Task details: From the listing below, copy only the lines from the line that contains "MPI parallelization should" to the line that contains "pyscf.pbc.dft.numint._KNumInt.block_loop actually do? Is it a", counting those two lines as part of the copy.

Dataset Start Marker

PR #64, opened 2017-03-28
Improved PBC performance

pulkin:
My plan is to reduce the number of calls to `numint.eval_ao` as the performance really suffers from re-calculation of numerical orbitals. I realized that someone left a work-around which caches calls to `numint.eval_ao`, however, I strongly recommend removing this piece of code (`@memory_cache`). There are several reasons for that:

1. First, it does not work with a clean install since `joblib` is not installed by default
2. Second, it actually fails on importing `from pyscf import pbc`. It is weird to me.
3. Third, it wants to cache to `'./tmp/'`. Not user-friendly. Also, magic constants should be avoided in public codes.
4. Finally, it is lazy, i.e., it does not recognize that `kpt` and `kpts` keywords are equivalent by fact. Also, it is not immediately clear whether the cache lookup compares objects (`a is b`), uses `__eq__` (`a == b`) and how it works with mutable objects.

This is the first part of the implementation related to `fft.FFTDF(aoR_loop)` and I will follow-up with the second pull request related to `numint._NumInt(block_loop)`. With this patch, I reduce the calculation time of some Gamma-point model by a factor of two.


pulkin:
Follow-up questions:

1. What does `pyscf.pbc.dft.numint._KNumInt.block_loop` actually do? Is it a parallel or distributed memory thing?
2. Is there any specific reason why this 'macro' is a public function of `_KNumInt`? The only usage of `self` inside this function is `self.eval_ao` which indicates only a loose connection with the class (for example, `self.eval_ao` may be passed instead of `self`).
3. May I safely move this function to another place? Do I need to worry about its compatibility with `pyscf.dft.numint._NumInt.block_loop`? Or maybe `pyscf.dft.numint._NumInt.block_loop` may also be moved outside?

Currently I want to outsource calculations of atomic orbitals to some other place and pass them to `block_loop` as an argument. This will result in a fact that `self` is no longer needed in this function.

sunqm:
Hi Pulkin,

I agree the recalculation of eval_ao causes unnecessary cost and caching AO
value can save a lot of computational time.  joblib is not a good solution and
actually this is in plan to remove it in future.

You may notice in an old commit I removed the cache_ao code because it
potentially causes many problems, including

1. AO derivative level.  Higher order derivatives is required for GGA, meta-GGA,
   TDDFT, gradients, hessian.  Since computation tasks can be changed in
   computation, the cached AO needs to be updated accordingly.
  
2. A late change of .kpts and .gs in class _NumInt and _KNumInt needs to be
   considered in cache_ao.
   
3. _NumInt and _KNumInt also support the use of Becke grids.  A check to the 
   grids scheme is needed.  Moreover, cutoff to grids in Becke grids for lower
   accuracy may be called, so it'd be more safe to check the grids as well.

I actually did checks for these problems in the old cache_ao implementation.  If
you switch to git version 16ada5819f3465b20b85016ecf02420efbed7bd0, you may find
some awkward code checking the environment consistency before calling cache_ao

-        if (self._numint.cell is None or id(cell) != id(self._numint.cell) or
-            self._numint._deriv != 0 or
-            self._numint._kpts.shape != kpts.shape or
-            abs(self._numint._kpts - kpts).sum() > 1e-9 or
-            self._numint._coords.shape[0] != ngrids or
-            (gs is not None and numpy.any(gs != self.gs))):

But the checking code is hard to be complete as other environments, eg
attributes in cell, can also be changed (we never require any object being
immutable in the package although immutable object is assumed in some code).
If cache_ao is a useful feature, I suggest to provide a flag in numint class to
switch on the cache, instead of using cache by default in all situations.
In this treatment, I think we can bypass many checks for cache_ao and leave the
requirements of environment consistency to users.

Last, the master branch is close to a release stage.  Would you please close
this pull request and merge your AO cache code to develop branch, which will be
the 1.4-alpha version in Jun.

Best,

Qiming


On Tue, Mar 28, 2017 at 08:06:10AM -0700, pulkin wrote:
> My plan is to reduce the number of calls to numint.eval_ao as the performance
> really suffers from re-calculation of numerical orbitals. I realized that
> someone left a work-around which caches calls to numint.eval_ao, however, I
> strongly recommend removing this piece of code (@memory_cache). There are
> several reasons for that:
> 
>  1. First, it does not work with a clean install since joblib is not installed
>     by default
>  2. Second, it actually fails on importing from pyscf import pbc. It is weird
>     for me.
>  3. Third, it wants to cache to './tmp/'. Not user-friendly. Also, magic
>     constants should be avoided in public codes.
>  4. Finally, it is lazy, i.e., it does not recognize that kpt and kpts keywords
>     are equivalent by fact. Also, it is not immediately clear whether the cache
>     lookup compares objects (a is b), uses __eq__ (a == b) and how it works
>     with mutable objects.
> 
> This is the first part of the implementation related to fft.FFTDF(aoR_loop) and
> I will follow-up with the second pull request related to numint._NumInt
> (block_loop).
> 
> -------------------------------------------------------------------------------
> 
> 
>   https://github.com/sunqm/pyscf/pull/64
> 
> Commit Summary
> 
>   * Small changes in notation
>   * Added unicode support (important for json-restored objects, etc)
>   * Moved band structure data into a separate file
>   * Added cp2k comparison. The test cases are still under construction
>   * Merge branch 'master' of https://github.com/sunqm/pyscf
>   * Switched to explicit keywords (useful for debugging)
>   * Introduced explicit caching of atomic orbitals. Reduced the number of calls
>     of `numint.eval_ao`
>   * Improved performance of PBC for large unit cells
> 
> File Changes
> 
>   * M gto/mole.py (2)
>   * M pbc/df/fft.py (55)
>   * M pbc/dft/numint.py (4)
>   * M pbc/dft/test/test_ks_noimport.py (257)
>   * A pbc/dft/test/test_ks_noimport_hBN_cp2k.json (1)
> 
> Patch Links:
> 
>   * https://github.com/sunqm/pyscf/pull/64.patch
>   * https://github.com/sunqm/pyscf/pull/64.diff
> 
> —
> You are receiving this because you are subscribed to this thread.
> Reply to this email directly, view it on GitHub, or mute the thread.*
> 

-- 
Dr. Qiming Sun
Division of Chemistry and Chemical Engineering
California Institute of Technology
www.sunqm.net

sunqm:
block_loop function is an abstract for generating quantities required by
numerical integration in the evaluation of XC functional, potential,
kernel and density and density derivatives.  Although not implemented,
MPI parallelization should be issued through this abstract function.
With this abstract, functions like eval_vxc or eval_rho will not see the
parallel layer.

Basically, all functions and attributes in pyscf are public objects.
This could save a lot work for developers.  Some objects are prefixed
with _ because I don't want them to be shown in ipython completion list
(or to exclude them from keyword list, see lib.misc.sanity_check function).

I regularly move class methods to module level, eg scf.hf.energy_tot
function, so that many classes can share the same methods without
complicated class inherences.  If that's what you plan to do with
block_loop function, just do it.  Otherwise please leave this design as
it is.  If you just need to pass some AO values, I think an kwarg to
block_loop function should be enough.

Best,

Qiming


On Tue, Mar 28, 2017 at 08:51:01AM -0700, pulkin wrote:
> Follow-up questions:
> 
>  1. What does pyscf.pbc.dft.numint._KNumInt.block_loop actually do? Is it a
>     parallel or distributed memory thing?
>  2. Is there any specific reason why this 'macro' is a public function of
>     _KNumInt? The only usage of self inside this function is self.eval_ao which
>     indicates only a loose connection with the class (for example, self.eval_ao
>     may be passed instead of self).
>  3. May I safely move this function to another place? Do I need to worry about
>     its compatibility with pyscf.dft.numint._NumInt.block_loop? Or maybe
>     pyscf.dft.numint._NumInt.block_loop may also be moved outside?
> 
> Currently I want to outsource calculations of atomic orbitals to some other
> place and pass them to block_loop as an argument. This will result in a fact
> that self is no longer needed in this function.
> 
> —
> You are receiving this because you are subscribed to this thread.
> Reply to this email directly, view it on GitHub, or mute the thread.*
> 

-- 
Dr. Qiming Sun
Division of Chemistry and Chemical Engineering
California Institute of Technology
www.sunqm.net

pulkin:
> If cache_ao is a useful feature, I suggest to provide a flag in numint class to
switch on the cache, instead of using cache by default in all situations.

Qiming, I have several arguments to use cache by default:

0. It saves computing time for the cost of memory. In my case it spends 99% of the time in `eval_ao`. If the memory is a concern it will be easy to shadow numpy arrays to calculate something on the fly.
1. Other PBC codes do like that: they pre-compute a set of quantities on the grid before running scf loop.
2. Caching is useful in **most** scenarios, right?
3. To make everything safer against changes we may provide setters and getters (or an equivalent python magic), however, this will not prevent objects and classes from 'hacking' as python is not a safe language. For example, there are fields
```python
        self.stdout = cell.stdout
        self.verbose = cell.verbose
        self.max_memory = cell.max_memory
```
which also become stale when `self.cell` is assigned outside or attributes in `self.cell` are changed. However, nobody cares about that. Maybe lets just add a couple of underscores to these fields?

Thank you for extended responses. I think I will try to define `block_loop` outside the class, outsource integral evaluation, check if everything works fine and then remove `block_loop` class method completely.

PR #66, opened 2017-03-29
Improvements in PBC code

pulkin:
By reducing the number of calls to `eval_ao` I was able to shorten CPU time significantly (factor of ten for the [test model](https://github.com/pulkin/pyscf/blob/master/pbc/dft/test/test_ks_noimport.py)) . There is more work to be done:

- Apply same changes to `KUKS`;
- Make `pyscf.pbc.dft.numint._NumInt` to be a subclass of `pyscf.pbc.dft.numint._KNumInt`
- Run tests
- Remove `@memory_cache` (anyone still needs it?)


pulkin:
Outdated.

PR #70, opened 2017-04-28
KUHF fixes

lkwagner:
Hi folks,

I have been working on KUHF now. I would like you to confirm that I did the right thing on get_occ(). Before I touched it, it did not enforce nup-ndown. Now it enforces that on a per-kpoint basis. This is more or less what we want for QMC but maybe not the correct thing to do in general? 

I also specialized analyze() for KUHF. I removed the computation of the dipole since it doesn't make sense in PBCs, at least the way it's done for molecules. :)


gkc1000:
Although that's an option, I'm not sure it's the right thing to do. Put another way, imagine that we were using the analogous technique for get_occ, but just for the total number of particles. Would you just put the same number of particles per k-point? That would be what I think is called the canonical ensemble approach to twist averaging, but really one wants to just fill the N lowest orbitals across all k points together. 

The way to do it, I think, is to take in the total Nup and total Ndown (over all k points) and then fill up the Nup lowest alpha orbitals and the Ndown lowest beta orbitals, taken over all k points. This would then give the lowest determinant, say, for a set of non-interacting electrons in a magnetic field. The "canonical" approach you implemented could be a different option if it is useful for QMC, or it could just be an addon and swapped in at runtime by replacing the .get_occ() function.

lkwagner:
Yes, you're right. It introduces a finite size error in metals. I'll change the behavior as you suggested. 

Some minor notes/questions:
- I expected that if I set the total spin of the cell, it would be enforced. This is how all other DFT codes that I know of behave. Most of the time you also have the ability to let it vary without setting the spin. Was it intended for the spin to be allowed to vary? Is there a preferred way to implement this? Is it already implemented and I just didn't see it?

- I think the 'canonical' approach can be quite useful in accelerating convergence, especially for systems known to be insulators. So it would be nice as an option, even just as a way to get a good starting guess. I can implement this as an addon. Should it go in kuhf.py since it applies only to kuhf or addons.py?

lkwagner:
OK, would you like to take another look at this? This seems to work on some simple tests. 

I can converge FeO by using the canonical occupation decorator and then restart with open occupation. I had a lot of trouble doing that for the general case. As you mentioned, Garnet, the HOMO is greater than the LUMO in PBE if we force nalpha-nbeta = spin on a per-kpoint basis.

Dataset End Marker
Dataset Start Marker

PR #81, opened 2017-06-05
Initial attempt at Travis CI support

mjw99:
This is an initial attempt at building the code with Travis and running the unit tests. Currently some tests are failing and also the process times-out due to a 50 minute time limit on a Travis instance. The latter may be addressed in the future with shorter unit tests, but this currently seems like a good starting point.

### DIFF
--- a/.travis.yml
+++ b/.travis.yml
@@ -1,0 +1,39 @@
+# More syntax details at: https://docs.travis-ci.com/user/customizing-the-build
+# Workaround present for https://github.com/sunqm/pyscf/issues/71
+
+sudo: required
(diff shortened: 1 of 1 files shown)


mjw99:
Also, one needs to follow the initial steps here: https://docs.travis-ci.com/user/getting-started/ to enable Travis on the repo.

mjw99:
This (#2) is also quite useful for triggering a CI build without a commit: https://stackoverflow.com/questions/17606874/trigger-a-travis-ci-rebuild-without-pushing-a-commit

Dataset End Marker
Dataset Start Marker

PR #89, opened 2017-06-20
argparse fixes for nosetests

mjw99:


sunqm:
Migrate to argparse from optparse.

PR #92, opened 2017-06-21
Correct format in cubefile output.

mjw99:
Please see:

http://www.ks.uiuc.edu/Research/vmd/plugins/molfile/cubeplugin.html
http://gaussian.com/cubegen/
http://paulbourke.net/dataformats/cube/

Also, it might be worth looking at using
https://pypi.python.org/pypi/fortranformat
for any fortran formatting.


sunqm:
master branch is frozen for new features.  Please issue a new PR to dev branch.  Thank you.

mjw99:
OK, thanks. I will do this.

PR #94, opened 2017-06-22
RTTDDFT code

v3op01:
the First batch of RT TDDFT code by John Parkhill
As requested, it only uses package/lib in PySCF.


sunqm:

Dataset End Marker

Solution for this task:
MPI parallelization should be issued through this abstract function.
With this abstract, functions like eval_vxc or eval_rho will not see the
parallel layer.

Basically, all functions and attributes in pyscf are public objects.
This could save a lot work for developers.  Some objects are prefixed
with _ because I don't want them to be shown in ipython completion list
(or to exclude them from keyword list, see lib.misc.sanity_check function).

I regularly move class methods to module level, eg scf.hf.energy_tot
function, so that many classes can share the same methods without
complicated class inherences.  If that's what you plan to do with
block_loop function, just do it.  Otherwise please leave this design as
it is.  If you just need to pass some AO values, I think an kwarg to
block_loop function should be enough.

Best,

Qiming


On Tue, Mar 28, 2017 at 08:51:01AM -0700, pulkin wrote:
> Follow-up questions:
> 
>  1. What does pyscf.pbc.dft.numint._KNumInt.block_loop actually do? Is it a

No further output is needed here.